The global police-military continuum is today driven by ethno-religious nationalist ideologies that transform grief and victimhood into state violence. Just as Zionism, “a machine for the conversion of grief into power,” exploits Jewish victimhood to justify the brutality of the state, white Christian nationalism postures godly whites as victims to the ravages of “collectivism” and racial replacement. Israel receives near-unconditional support from America not because of its military-strategic value but for its ideological resonance. This could be why Palantir cofounder Alex Karp felt compelled to speak out against Palestinian solidarity protests: “If we lose the intellectual debate, you will not be able to deploy any armies in the west ever.”
This phenomenon is not limited to the far-right fringes. To the cop or the politician, the crime victim is less of a constituent than a convenient symbol to mobilize calls for violence and repression. This is part of why cops so vehemently contest the notion that pro-Palestine activists can be “victims” of police brutality.
The politics of victimhood redirect our attention away from the actual causes of structural marginalization and toward dramatized individual narratives of personal responsibility. This is precisely how America transitioned from the War on Poverty to the War on Crime—instead of full employment and housing for all, America built prisons to warehouse Black youth and flooded the streets with cops. In the 21st century, the American victim complex morphed into the War on Terror, centering anti-Arab racism and islamophobia in the carceral state’s long campaign to subjugate and exploit Blackness—a bloody trail from Attica to Abu Ghraib.

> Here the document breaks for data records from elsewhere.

PR #3136, opened 2023-07-31
Update digging.js for state changes

Vakore:
Made digging.js compatible with state changes, i.e. when the bot switches from being on ground to not on ground and in water, the digging progress is saved and accurately updated.

### DIFF
--- a/lib/plugins/digging.js
+++ b/lib/plugins/digging.js
@@ -7,12 +7,25 @@ module.exports = inject
 
 function inject (bot) {
   let swingInterval = null
-  let waitTimeout = null
+  let waitInterval = null
 
   let diggingTask = createDoneTask()
 
   bot.targetDigBlock = null
   bot.lastDigTime = null
+  bot.digPercentage = 0;
+  bot.lastHeldItemName = "";
+  if (bot.heldItem) {bot.lastHeldItemName = bot.heldItem.name;}
+  bot.on('heldItemChanged', () => {
+    //if (bot.heldItem) {console.log("this why " + bot.heldItem.name);}
+    //if (!bot.heldItem) {console.log("this why " + bot.heldItem);}
+    var nameToCompare = "";
+    if (bot.heldItem) {nameToCompare = bot.heldItem.name;}
+    if (bot.lastHeldItemName != nameToCompare) {
+        bot.lastHeldItemName = nameToCompare;
+        bot.digPercentage = 0;
+    }
+  });
 
   async function dig (block, forceLook, digFace) {
     if (block === null || block === undefined) {
@@ -36,17 +49,15 @@ function inject (bot) {
         } else if (digFace.z) {
           diggingFace = digFace.z > 0 ? BlockFaces.SOUTH : BlockFaces.NORTH
         }
-        await bot.lookAt(
-          block.position.offset(0.5, 0.5, 0.5).offset(digFace.x * 0.5, digFace.y * 0.5, digFace.z * 0.5),
-          forceLook
-        )
+        await bot.lookAt(block.position.offset(0.5, 0.5, 0.5).offset(digFace.x * 0.5, digFace.y * 0.5, digFace.z * 0.5), forceLook)
       } else if (digFace === 'raycast') {
         // Check faces that could be seen from the current position. If the delta is smaller then 0.5 that means the
         // bot cam most likely not see the face as the block is 1 block thick
         // this could be false for blocks that have a smaller bounding box then 1x1x1
-        const dx = bot.entity.position.x - (block.position.x + 0.5)
-        const dy = bot.entity.position.y + bot.entity.height - (block.position.y + 0.5)
-        const dz = bot.entity.position.z - (block.position.z + 0.5)
+        const dx = bot.entity.position.x - block.position.x + 0.5
+        const dy = bot.entity.position.y - block.position.y - 0.5 + bot.entity.height // -0.5 because the bot position
+        // is calculated from the block position that is inside its feet so 0.5 - 1 = -0.5
+        const dz = bot.entity.position.z - block.position.z + 0.5
         // Check y first then x and z
         const visibleFaces = {
           y: Math.sign(Math.abs(dy) > 0.5 ? dy : 0),
@@ -57,20 +68,12 @@ function inject (bot) {
         for (const i in visibleFaces) {
           if (!visibleFaces[i]) continue // skip as this face is not visible
           // target position on the target block face. -> 0.5 + (current face) * 0.5
-          const targetPos = block.position.offset(
-            0.5 + (i === 'x' ? visibleFaces[i] * 0.5 : 0),
-            0.5 + (i === 'y' ? visibleFaces[i] * 0.5 : 0),
-            0.5 + (i === 'z' ? visibleFaces[i] * 0.5 : 0)
-          )
+          const targetPos = block.position.offset(0.5 + (i === 'x' ? visibleFaces[i] * 0.5 : 0), 0.5 + (i === 'y' ? visibleFaces[i] * 0.5 : 0), 0.5 + (i === 'z' ? visibleFaces[i] * 0.5 : 0))
           const startPos = bot.entity.position.offset(0, bot.entity.height, 0)
           const rayBlock = bot.world.raycast(startPos, targetPos.clone().subtract(startPos).normalize(), 5)
           if (rayBlock) {
             const rayPos = rayBlock.position
-            if (
-              rayPos.x === block.position.x &&
-                            rayPos.y === block.position.y &&
-                            rayPos.z === block.position.z
-            ) {
+            if (rayPos.x === block.position.x && rayPos.y === block.position.y && rayPos.z === block.position.z) {
               // console.info(rayBlock)
               validFaces.push({
                 face: rayBlock.face,
@@ -85,9 +88,7 @@ function inject (bot) {
           let distSqrt = 999
           for (const i in validFaces) {
             const tPos = validFaces[i].targetPos
-            const cDist = new Vec3(tPos.x, tPos.y, tPos.z).distanceSquared(
-              bot.entity.position.offset(0, bot.entity.height, 0)
-            )
+            const cDist = new Vec3(tPos.x, tPos.y, tPos.z).distanceSquared(bot.entity.position.offset(0, bot.entity.height, 0))
             if (distSqrt > cDist) {
               closest = validFaces[i]
               distSqrt = cDist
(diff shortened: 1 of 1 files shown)


Vakore:
I have no idea if this would break other people's projects due to variable name changes/complete functionality differences, but the reason for suggesting this fix would be because currently if the bot starts digging a block in one state, i.e. in the water, and then exits the water, or vice versa, the time needed till completion is not adjusted accordingly.

rom1504:
please remove commented code

Vakore:
I believe I have made the appropriate changes, though I missed a piece of commented debugging code on line 75.

lib/plugins/digging.js
```diff
@@ -111,19 +112,37 @@ function inject (bot) {
...
     })
     const waitTime = bot.digTime(block)
-    waitTimeout = setTimeout(finishDigging, waitTime)
+    // waitInterval = setTimeout(finishDigging, waitTime)
+    if (waitInterval) { clearInterval(waitInterval) }
+    // bot.digPercentage = (50 / bot.digTime(block));
+    // bot.referenceTime = window.performance.now();
+    waitInterval = setInterval(() => { //! !!!
+      bot.digPercentage += (50 / bot.digTime(block))
+      // bot.digPercentage += (Math.abs(bot.referenceTime - window.performance.now()) / bot.digTime(block));
```
rom1504, line 121: Remove commented code

rom1504:
Clean it up please

lib/plugins/digging.js
```diff
@@ -57,20 +66,12 @@ function inject (bot) {
         for (const i in visibleFaces) {
           if (!visibleFaces[i]) continue // skip as this face is not visible
           // target position on the target block face. -> 0.5 + (current face) * 0.5
-          const targetPos = block.position.offset(
-            0.5 + (i === 'x' ? visibleFaces[i] * 0.5 : 0),
-            0.5 + (i === 'y' ? visibleFaces[i] * 0.5 : 0),
-            0.5 + (i === 'z' ? visibleFaces[i] * 0.5 : 0)
-          )
+          const targetPos = block.position.offset(0.5 + (i === 'x' ? visibleFaces[i] * 0.5 : 0), 0.5 + (i === 'y' ? visibleFaces[i] * 0.5 : 0), 0.5 + (i === 'z' ? visibleFaces[i] * 0.5 : 0))
```
rom1504, line 69: this is only a formatting change, undo

lib/plugins/digging.js
```diff
@@ -36,17 +47,15 @@ function inject (bot) {
...
-        )
+        await bot.lookAt(block.position.offset(0.5, 0.5, 0.5).offset(digFace.x * 0.5, digFace.y * 0.5, digFace.z * 0.5), forceLook)
       } else if (digFace === 'raycast') {
         // Check faces that could be seen from the current position. If the delta is smaller then 0.5 that means the
         // bot cam most likely not see the face as the block is 1 block thick
         // this could be false for blocks that have a smaller bounding box then 1x1x1
-        const dx = bot.entity.position.x - (block.position.x + 0.5)
-        const dy = bot.entity.position.y + bot.entity.height - (block.position.y + 0.5)
-        const dz = bot.entity.position.z - (block.position.z + 0.5)
+        const dx = bot.entity.position.x - block.position.x + 0.5
```
rom1504, line 55: this is only a formatting change, undo

lib/plugins/digging.js
```diff
@@ -36,17 +47,15 @@ function inject (bot) {
...
+        const dy = bot.entity.position.y - block.position.y - 0.5 + bot.entity.height // -0.5 because the bot position
+        // is calculated from the block position that is inside its feet so 0.5 - 1 = -0.5
+        const dz = bot.entity.position.z - block.position.z + 0.5
```
rom1504, line 58: this is incorrect

lib/plugins/digging.js
```diff
@@ -85,9 +86,7 @@ function inject (bot) {
           let distSqrt = 999
           for (const i in validFaces) {
             const tPos = validFaces[i].targetPos
-            const cDist = new Vec3(tPos.x, tPos.y, tPos.z).distanceSquared(
-              bot.entity.position.offset(0, bot.entity.height, 0)
-            )
+            const cDist = new Vec3(tPos.x, tPos.y, tPos.z).distanceSquared(bot.entity.position.offset(0, bot.entity.height, 0))
```
rom1504, line 89: this is only a formatting change, undo

lib/plugins/digging.js
```diff
@@ -57,20 +66,12 @@ function inject (bot) {
...
           const startPos = bot.entity.position.offset(0, bot.entity.height, 0)
           const rayBlock = bot.world.raycast(startPos, targetPos.clone().subtract(startPos).normalize(), 5)
           if (rayBlock) {
             const rayPos = rayBlock.position
-            if (
-              rayPos.x === block.position.x &&
-                            rayPos.y === block.position.y &&
-                            rayPos.z === block.position.z
-            ) {
+            if (rayPos.x === block.position.x && rayPos.y === block.position.y && rayPos.z === block.position.z) {
```
rom1504, line 74: this is only a formatting change, undo

lib/plugins/digging.js
```diff
@@ -212,14 +228,7 @@ function inject (bot) {
...
     const creative = bot.game.gameMode === 'creative'
-    return block.digTime(
-      type,
-      creative,
-      bot.entity.isInWater,
-      !bot.entity.onGround,
-      enchantments,
-      bot.entity.effects
-    )
+    return block.digTime(type, creative, bot.entity.isInWater, !bot.entity.onGround, enchantments, bot.entity.effects)
```
rom1504, line 222: this is only a formatting change, undo

lib/plugins/digging.js
```diff
@@ -185,11 +205,7 @@ function inject (bot) {
   })
 
   function canDigBlock (block) {
-    return (
-      block &&
-            block.diggable &&
-            block.position.offset(0.5, 0.5, 0.5).distanceTo(bot.entity.position.offset(0, 1.65, 0)) <= 5.1
-    )
+    return block && block.diggable && block.position.offset(0.5, 0.5, 0.5).distanceTo(bot.entity.position.offset(0, 1.65, 0)) <= 5.1
```
rom1504, line 199: this is only a formatting change, undo

lib/plugins/digging.js
```diff
@@ -36,17 +47,15 @@ function inject (bot) {
         } else if (digFace.z) {
           diggingFace = digFace.z > 0 ? BlockFaces.SOUTH : BlockFaces.NORTH
         }
-        await bot.lookAt(
-          block.position.offset(0.5, 0.5, 0.5).offset(digFace.x * 0.5, digFace.y * 0.5, digFace.z * 0.5),
-          forceLook
-        )
+        await bot.lookAt(block.position.offset(0.5, 0.5, 0.5).offset(digFace.x * 0.5, digFace.y * 0.5, digFace.z * 0.5), forceLook)
```
rom1504, line 50: this is only a formatting change, undo

lib/plugins/digging.js
```diff
@@ -162,13 +184,14 @@ function inject (bot) {
     function onBlockUpdate (oldBlock, newBlock) {
       // vanilla server never actually interrupt digging, but some server send block update when you start digging
       // so ignore block update if not air
-      // All block update listeners receive (null, null) when the world is unloaded. So newBlock can be null.
-      if (newBlock?.type !== 0) return
+      if (!newBlock) return
```
rom1504, line 187: this doesn't change anything, see the ? below
you can remove this change

lib/plugins/digging.js
```diff
@@ -110,20 +121,30 @@ function inject (bot) {
...
 
     swingInterval = setInterval(() => {
-      bot.swingArm()
-    }, 350)
+      if (bot.targetDigBlock) {
+        bot.swingArm()
+      } else {
+        clearInterval(swingInterval)
+      }
+    }, 250)
```
rom1504, line 140: why the change from 350 to 250 ?

lib/plugins/digging.js
```diff
@@ -110,20 +121,30 @@ function inject (bot) {
       location: block.position,
       face: diggingFace // default face is 1 (top)
     })
-    const waitTime = bot.digTime(block)
-    waitTimeout = setTimeout(finishDigging, waitTime)
+    if (waitInterval) { clearInterval(waitInterval) }
+    waitInterval = setInterval(() => {
+      bot.digPercentage += (50 / bot.digTime(block))
```
rom1504, line 126: does the vanilla client follow this algorithm when state change while digging ? do you have a reference ?

Vakore:
image
What I am attempting to change can be mostly summarized by these two changes.

The first change(upper) is meant to fix an issue with the digging function. In Minecraft, if a player starts digging a block while on the ground, then there is a definitive time it will take to break the block if the player continues digging and stays on the ground. Likewise, with if the player mines a block while in the air, or underwater. This is what the original code assumes.

The problem with this is the time to finish breaking something will vary if the player switches between these states(on the ground, in the air, underwater), so if it were to take 1 second to mine a block while grounded the entire time, but 2 seconds when in the air, and the player spends the first half of the digging progress on the ground and the second half in the air, it'll break in 1.5 seconds. Mineflayer currently does not account for this. If the bot begins mining while in the air, then lands on the ground, it will not finish breaking the block until the first computed time, that is the 'in the air' time, has elapsed.

The changes relating to 'digPercentage' allow for the progress to be properly stored and calculated as the mineflayer bot breaks blocks while constantly switching these states, and more accurate to a vanilla client's behavior to my knowledge.

The second change is relating to a common 'arm swinging' bug when breaking blocks. Sometimes, the arm keeps swinging and will never stop. The changes I made add a safety check to the interval to make sure not to swing the arm if the bot isn't breaking a block, and if it isn't, clear the swing interval. The change from '350' to '250' is simply to make the arm swing speed faster and closer to vanilla, though I don't think I made it fast enough to match the vanilla client's arm swinging speed.

lib/plugins/digging.js
Vakore: Probably not this exact algorithm but it mimics what I've seen in game, and I've yet to see something abnormal from it.

lib/plugins/digging.js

We cannot build movements for solidarity and abundance if we do not fight against the carceral state—it will always stand against us. In tandem with the Israel Defense Forces, police crush dissent and uphold the racial capitalist system. If we do not escalate against them, we will not survive. To flourish and to build a world beyond the nationalist death drive requires us to reject the illusion that cops and prisons provide safety or serve the public, to stop their ever-growing plunder of public resources—and to abolish the police entirely.